PR #5667, opened 2026-09-01
Add AppSignal log level configuration

shijithkjayan:
## Summary
Makes AppSignal's `log_level` configurable via a new `APPSIGNAL_LOG_LEVEL` env var (defaults to `info`, matching AppSignal's current default — no behavior change). This lets us set it to `debug` in production to investigate why custom metrics aren't showing up in AppSignal.

Ref: glific/support-process#167

## Notes
Deploy with `APPSIGNAL_LOG_LEVEL=debug` and check `appsignal.log` for the investigation; revert to `info` once done.


config/runtime.exs
```diff
@@ -93,7 +93,8 @@ config :appsignal, :config,
   push_api_key: env!("APPSIGNAL_PUSH_API_KEY", :string!),
   ecto_repos: [],
   ignore_namespaces: ["gupshup_webhooks", "gupshup_enterprise_webhooks", "flow_editor_controller"],
-  instrument_oban: false
+  instrument_oban: false,
+  log_level: env!("APPSIGNAL_LOG_LEVEL", :string!)
```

◆ ◆ ◆ ◆ ◆ ◆ ◆

Gather up, from the records above, each line where the word "false" appears.

-  instrument_oban: false
+  instrument_oban: false,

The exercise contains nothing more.